PR #509, opened 2023-02-27
Client RPC migration

### LINKED ISSUE #514: fix: node discovery warning message spam
### Specification

When providing no seed nodes to connect to we would end up with logger warning messages `Failed to connect to any seed nodes when syncing node graph`. Since a lot of tests start a `PolykeyAgent` with no seed nodes provided, this ended up with a lot of useless warning messages during tests.

This can be fixed by checking if there are any provided seed nodes and skip discovery if none are provided.

### Tasks

1. Skip discovery if no seeds nodes are provided to the `NodeManager`.

tegefaulkes:
### Description

This PR deals with migrating the clientRPC handlers and code to using the new Agnostic RPC system.

It consists of taking the existing handler code within `client/services` and transplanting it into the new `RPC` system from #249 . 

##### pagination 
Any handlers that stream data need to support the pagination parameters and propagate them. The required parameters are `seek: id`, `number: number`, `order: 'asc'|'desc'`. Most code that streams an output with a generator already support pagination. But in some cases where it is not already supported it needs to be updated. As for the handler parameters, the message should include the following

```ts
type paginationMessage = {
id: string,
order: 'asc' | 'desc',
number: number,
}
```

##### Binary data
Currently there are two cases where sending binary data is applicable. The IDs such as `NodeID`, or `VaultId`. These are converted to an encoded string form just for readability of the message. Using the `NodeIdEncoded` and `VaultIdEncoded` for of the Ids. 

The 2nd case is file contents. Currently these are converted to a binary string when provided within a message using `Buffer.toString('binary')`. This is pretty limiting to small amounts of data so it is subject to change. If we need to send larger files we need to stream it using a raw handler to implement it as a raw binary stream. This has complications such it not supporting any middleware so we need to implement authentication logic withing the raw handler.

##### Standard message structure
To standardise the message structure and types across all messages we are leveraging the typescripts type system. Since it's pretty powerful we can compose messages and message types together effectively. 

For example we have basic type messages that can be composed to make more complex messages

```
type NodeIdMessage = {  
  nodeIdEncoded: NodeIdEncoded;  
};

export type AddressMessage = {
  host: string;
  port: number;
};

type NodeAddressMessage = NodeIdMessage & AddressMessage;

type NodesAddMessage = NodeAddressMessage & {  
  force?: boolean;  
  ping?: boolean;  
};

```

### Issues Fixed

* Related #249 
* Related #249 
* Fixes #514

### Tasks

1. [x] Migrate handlers.
	1. [x] agent
	2. [x] gestalts
	3. [x] identities
	4. [x] keys
	5. [x] nodes
	6. [x] notifications
	7. [x] vaults
2. [x] Migrate tests.
	1. [x] agent
	2. [x] gestalts
	3. [x] identities
	4. [x] keys
	5. [x] nodes
	6. [x] notifications
	7. [x] vaults
4. [x] Update BIN code to use new RPC system.
5. [x] Remove old client GRPC code and tests.

### Final checklist

* [x] Domain specific tests
* [x] Full tests
* [x] Lint fixed
* [x] Squash and rebased


tegefaulkes:
Re-based on staging after #506 merged. Staging is now the base branch for this PR.

tegefaulkes:
Only two handlers have been converted to server streams so far. 
- Nodes get all
- Notifications read

CMCDragonkai:
> Only two handlers have been converted to server streams so far.
> 
> * Nodes get all
> * Notifications read

Should go into the task list so it's clearer.

tegefaulkes:
While migrating tests I notices that the vaults clone, pull and scan handlers don't have tests.  I'll need to create some for them.

CMCDragonkai:
Those 2 are particularly tricky due to the GRPC hacks we had to do to allow things like `git pull` to work.

With the new RPC system, they have to simulate a stream for the git operations to run over.

Did you manage to simplify the whole architecture? That is a duplex stream that "switches" over to binary data, and then passes Git's HTTP protocol transparently over it?

There was also random hacks for getting exceptions out of isogit so that it would turn into GRPC exceptions, this should also be considered too.

CMCDragonkai:
BTW the above is probably more related to the agent service, and not so much client service.

BUT the performance of vault cloning/sync was so bad previously. Please look into benchmarking this so we can have fast cloning and sync, and it should be much faster now without so many layers of abstraction once QUIC and our new RPC is fully integrated.

CMCDragonkai:
All the fixmes are going to addressed in this PR?

CMCDragonkai:
Hey @tegefaulkes remember address my comments above too. If there needs to be an issue for the agent migration and git tunneling, please remember to create it too.

tegefaulkes:
I've created two new issues.
https://github.com/MatrixAI/Polykey/issues/512
https://github.com/MatrixAI/Polykey/issues/511

tegefaulkes:
As for the `FIXME`'s, there are two that are relevant this PR. one will be addressed and the 2nd one is addressed by #511 now so i'll remove it.

tegefaulkes:
The `ErrorPolykeyRemote` expects to have some metadata about the connection.  This includes nodeId, host port and method name. The problem is we don't have this information in the scope where this error is created. 

So I have two options, I make this data optional so I don't have to fill it in. Or I add some way to provide this information to the `RPCClient`. for each call. 

We should have the information available but it doesn't feel right that the `RPCClient` should have this information since it's an abstraction above any networking. If I had to add it in then the `streamPairCreateCallback` should be the thing providing it.

tegefaulkes:
Just a note, when generating test data that needs to be stringified and parsed as JSON. Any values that are `-0` become `0` and anything `undefined` will be removed. This has the effect of a round trip of stringify and parsing a JSON object will sometimes not be equal. This can result in random test failures.

CMCDragonkai:
I know that fast check generators should have something dedicated to JSON. Not all JS objects is valid JSON.

12 Mar 2023 21:07:25 Brian Botha ***@***.***>:

tegefaulkes:
I think I'll leave removing the GRPC code for the agent migration. It's much easier to remove the whole `GRPC` and `network` domain at that stage. It does mean we have some failing GRPC tests hanging about.

Otherwise this should be good to merge after some clean up.

tegefaulkes:
Cleaned up commit history

tegefaulkes:
This should be good to merge now.

tegefaulkes:
I think #510 is the next thing for me to work on. That is assuming @CMCDragonkai is still working on the Quic stuff otherwise I can start on that. I can make a start on #512 but I can't test it works without Quic working. #511 is low priority, things still work without it. We just miss out on some expected behaviour with key changes.

CMCDragonkai:
I won't be getting to QUIC anytime soon. So you can start on #510.

src/grpc/errors.ts
```diff
@@ -50,7 +50,7 @@ class ErrorGRPCServerVerification<T> extends ErrorGRPC<T> {
   exitCode = sysexits.UNAVAILABLE;
 }
 
-class ErrorPolykeyRemote<T> extends ErrorPolykey<T> {
+class ErrorPolykeyRemoteOLD<T> extends ErrorPolykey<T> {
```
CMCDragonkai, line 53: Why does this still exist? Is it for the agent RPC?

src/RPC/middleware.ts
```diff
@@ -8,6 +8,7 @@ import type {
 import { TransformStream } from 'stream/web';
 import * as rpcErrors from './errors';
 import * as rpcUtils from './utils';
+import { promise } from '../utils';
 const jsonStreamParsers = require('@streamparser/json');
 
 function binaryToJsonMessageStream<T extends JsonRpcMessage>(
```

* The task
Return, please, the lines of the data from the first through the line containing "To standardise the", both kept, exactly as they stand and nothing more.

* Exercise answer
PR #509, opened 2023-02-27
Client RPC migration

### LINKED ISSUE #514: fix: node discovery warning message spam
### Specification

When providing no seed nodes to connect to we would end up with logger warning messages `Failed to connect to any seed nodes when syncing node graph`. Since a lot of tests start a `PolykeyAgent` with no seed nodes provided, this ended up with a lot of useless warning messages during tests.

This can be fixed by checking if there are any provided seed nodes and skip discovery if none are provided.

### Tasks

1. Skip discovery if no seeds nodes are provided to the `NodeManager`.

tegefaulkes:
### Description

This PR deals with migrating the clientRPC handlers and code to using the new Agnostic RPC system.

It consists of taking the existing handler code within `client/services` and transplanting it into the new `RPC` system from #249 . 

##### pagination 
Any handlers that stream data need to support the pagination parameters and propagate them. The required parameters are `seek: id`, `number: number`, `order: 'asc'|'desc'`. Most code that streams an output with a generator already support pagination. But in some cases where it is not already supported it needs to be updated. As for the handler parameters, the message should include the following

```ts
type paginationMessage = {
id: string,
order: 'asc' | 'desc',
number: number,
}
```

##### Binary data
Currently there are two cases where sending binary data is applicable. The IDs such as `NodeID`, or `VaultId`. These are converted to an encoded string form just for readability of the message. Using the `NodeIdEncoded` and `VaultIdEncoded` for of the Ids. 

The 2nd case is file contents. Currently these are converted to a binary string when provided within a message using `Buffer.toString('binary')`. This is pretty limiting to small amounts of data so it is subject to change. If we need to send larger files we need to stream it using a raw handler to implement it as a raw binary stream. This has complications such it not supporting any middleware so we need to implement authentication logic withing the raw handler.

##### Standard message structure
To standardise the message structure and types across all messages we are leveraging the typescripts type system. Since it's pretty powerful we can compose messages and message types together effectively. 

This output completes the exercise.